### Activity
Transcribe the data that follows precisely, omitting nothing.
-.-.-
PR #935, opened 2022-07-14
add docs on fail2ban config

HedgeShot:
fail2ban and docker don't play nice by default, need to add a rule in the config file to make sure docker doesn't bypass fail2ban jail.

Signed-off-by: HedgeShot <HedgeShot@users.noreply.github.com>


szaimen (approved):
Perfect, thanks! :)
-.-.-
### Task answer
PR #935, opened 2022-07-14
add docs on fail2ban config

HedgeShot:
fail2ban and docker don't play nice by default, need to add a rule in the config file to make sure docker doesn't bypass fail2ban jail.

Signed-off-by: HedgeShot <HedgeShot@users.noreply.github.com>


szaimen (approved):
Perfect, thanks! :)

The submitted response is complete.